PR #12833, opened 2025-08-06
Misc get started tweaks and more robust `useLazyQuery` documentation

jerelmiller:
Most of the work in this PR makes the documentation for `useLazyQuery` much more robust. Previously the section included a paragraph and a single example for using it. I've instead framed the hook as a way to execute queries in response to user interaction. I've also added more subsections that describe the capabilities of `useLazyQuery` much more in depth.

I also tweaks a couple things in the get started guide for accuracy.

### DIFF
--- a/docs/source/data/queries.mdx
+++ b/docs/source/data/queries.mdx
@@ -258,22 +258,22 @@ The [`useLazyQuery`](../api/react/useLazyQuery) hook is suited for manually exec
 
 Here's an example:
 
-```jsx {2,5,13} title="index.js"
+```jsx {2,5,15} title="index.js"
 import React from "react";
 import { useLazyQuery } from "@apollo/client/react";
 
-function DelayedQuery() {
-  const [getDog, { loading, error, data }] = useLazyQuery(GET_DOG_PHOTO);
+function GetDogsOnClick() {
+  const [getDogs, { loading, error, data }] = useLazyQuery(GET_DOGS);
 
   if (loading) return <p>Loading ...</p>;
-  if (error) return `Error! ${error}`;
+  if (error) return `Error! ${error.message}`;
 
   return (
     <div>
-      {data?.dog && <img src={data.dog.displayImage} />}
-      <button onClick={() => getDog({ variables: { breed: "bulldog" } })}>
-        Click me!
-      </button>
+      {data?.dogs.map((dog) => (
+        <Dog key={dog.id} dog={dog} />
+      ))}
+      <button onClick={() => getDogs()}>Load dogs</button>
     </div>
   );
 }
--- a/docs/source/data/queries.mdx
+++ b/docs/source/data/queries.mdx
@@ -344,7 +344,7 @@ When using TypeScript, the `variables` option is required along with any require
 
 You change variables by calling the execution function with updated variables.
 
-The following is an example that get's the selected dog's photo when clicking the "Get photo" button.
+The following is an example that gets the selected dog's photo when clicking the "Get photo" button.
 
 ```jsx
 function DogPhoto() {
@@ -496,7 +496,7 @@ const handleClick = async () => {
 
 <Note>
 
-`data` might not contain any partial data will instead be set as `undefined`. This typically occurs when a [network error](./error-handling#network-errors) causes the query to fail since the error might not be associated with GraphQL execution.
+`data` might not contain any partial data will instead be set as `undefined`. This typically occurs when a [network error](./error-handling#network-errors) causes the query to fail because the error might not be associated with GraphQL execution.
 
 </Note>
 
--- a/docs/source/data/queries.mdx
+++ b/docs/source/data/queries.mdx
@@ -250,11 +250,11 @@ If you set `errorPolicy` to `all`, `useQuery` does _not_ discard query response 
 
 For more information, see [Handling operation errors](./error-handling/).
 
-## Manual execution with `useLazyQuery`
+## Fetching in response to user interaction
 
-When React renders a component that calls `useQuery`, Apollo Client automatically executes the corresponding query. But what if you want to execute a query in response to a different event, such as a user clicking a button?
+When React renders a component that calls `useQuery`, Apollo Client automatically executes the corresponding query. But what if you want to execute a query in response to a user interaction, such as a user clicking a button?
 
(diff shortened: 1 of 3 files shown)


docs/source/data/queries.mdx
jerelmiller, line 1: Note: I've avoided using `dataState` in the examples until we have that completely flushed out.

docs/source/get-started.mdx
```diff
@@ -21,15 +21,14 @@ Applications that use Apollo Client require two top-level dependencies:
```
phryneas, line 21: Above this line:
```diff
-Applications that use Apollo Client require two top-level dependencies:
+Applications that use Apollo Client require three top-level dependencies:
```

docs/source/data/queries.mdx
```diff
@@ -250,38 +250,308 @@ If you set `errorPolicy` to `all`, `useQuery` does _not_ discard query response
...
+    </div>
+  );
+}
+```
+
+If you need to reference the currently executed query's variables, use the `variables` property returned by `useLazyQuery`. The `variables` property contains the value of the variables from the last execution of the query.
+
+<Tip>
+
+The `variables` property is empty until the execution function is called for the first time. Use the `called` property returned by `useLazyQuery` to determine when the execution function has been called at least once.
```
phryneas:
```suggestion
The `variables` property is empty until the execution function is called for the first time. Use the `called` property returned by `useLazyQuery` to determine if the execution function has been called at least once.
```

docs/source/data/queries.mdx
```diff
@@ -250,38 +250,308 @@ If you set `errorPolicy` to `all`, `useQuery` does _not_ discard query response
...
+
+The result returned from the promise is useful when you need to execute side-effects using the data returned by the query.
+
+<Tip>
+
+Use the `data`, `error`, and other properties returned by `useLazyQuery` to sync the query state with your component. Avoid using your own state setters from React's `useState` hook with data resolved from the promise. This ensures your component stays up-to-date with cache changes as they occur throughout your application.<br /><br />
+
+In cases where you don't need to keep your component in sync with query state, use `client.query()` directly because it won't unnecessarily render your component for data that you don't use.
+
+<ExpansionPanel title="Example">
```
phryneas:
```suggestion
In cases where you don't need to keep your component in sync with query state, use `client.query()` directly because it won't unnecessarily render your component for data that you don't use.

Using `useLazyQuery` in those situations should be considered an antipattern.

<ExpansionPanel title="Example">
```


Let's really try to drive this point home.

docs/source/data/queries.mdx
```diff
@@ -250,38 +250,308 @@ If you set `errorPolicy` to `all`, `useQuery` does _not_ discard query response
...
+
+<Tip>
+
+`data` might be `undefined` in the event a [network error](./error-handling#network-errors) is raised. We recommend checking if `data` is `undefined` before attempting to use it in case an error occurs during query execution.
+
+</Tip>
+
+#### Retaining query results
+
+In-flight queries executed by `useLazyQuery` are aborted when the component unmounts, causing the promise to reject. In some cases, you might find this behavior undesirable and would prefer to let the query run to completion.
```
phryneas:
```suggestion
In-flight queries executed by `useLazyQuery` are aborted when the component unmounts or another query ist started via the execution function, causing the promise to reject. (This is a silent rejection, so unless you called `.then`, `.catch` or `await`ed the promise, you won't see it.)
```

docs/source/data/queries.mdx
```diff
@@ -250,38 +250,308 @@ If you set `errorPolicy` to `all`, `useQuery` does _not_ discard query response
...
+
+The promise returned by the execution function includes a `.retain()` method. When called, it ensures the query continues running even when the component unmounts.
```
phryneas:
```suggestion
The promise returned by the execution function includes a `.retain()` method. When called, it ensures the query continues running even when the component unmounts or a new query is started before the last one finished.
```

phryneas: I noticed we didn't have a test for that, so I added one in cbe685afb87fb9fcacb22429521e4972bd9634cf

phryneas (approved):
Some minor additions, looks great!

docs/source/data/queries.mdx
phryneas: Two independent edits in this - the addition in parantheses could also be a `<Note` pararaph? Not sure.

docs/source/get-started.mdx
jerelmiller: Good catch! I changed it to "the following" instead so we don't have to remember to update the count ever again 🤣

docs/source/data/queries.mdx
jerelmiller: Good catch! Thanks

docs/source/data/queries.mdx
jerelmiller: Ya I think a note makes sense. I'll expand on this a bit more as well.

jerelmiller: Added in [b2b37e6](https://github.com/apollographql/apollo-client/pull/12833/commits/b2b37e68d0a5ac92af1f08d54d534701615d2691)

docs/source/data/queries.mdx
```diff
@@ -524,7 +524,13 @@ const handleClick = async () => {
 
 #### Retaining query results
 
-In-flight queries executed by `useLazyQuery` are aborted when the component unmounts, causing the promise to reject. In some cases, you might find this behavior undesirable and would prefer to let the query run to completion.
+In-flight queries executed by `useLazyQuery` are aborted when the component unmounts or another query is started when calling the execution function, causing the promise to reject. In some cases, you might find this behavior undesirable and would prefer to let the query run to completion.
+
+<Note>
+
+Apollo Client ensures the rejected promise doesn't throw an unhandled rejection error when you don't add a rejection handler to the promise. This however means that aborted errors are silent and might go unnoticed. If you want to be notified when the request is aborted, provide a rejection handler for the promise.
```
phryneas: This is not completely correct - calling `promise.then(onlyAResolvedHandler)` will also cause an error to be thrown, not only `promise.then(resolvedHandler, rejectionHandler)` or `promise.catch(rejectionHandler)`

▶ Work item: Track down every line in the entries that includes the string "require", and copy it.

▶ Exercise response:
@@ -344,7 +344,7 @@ When using TypeScript, the `variables` option is required along with any require
@@ -21,15 +21,14 @@ Applications that use Apollo Client require two top-level dependencies:
-Applications that use Apollo Client require two top-level dependencies:
+Applications that use Apollo Client require three top-level dependencies:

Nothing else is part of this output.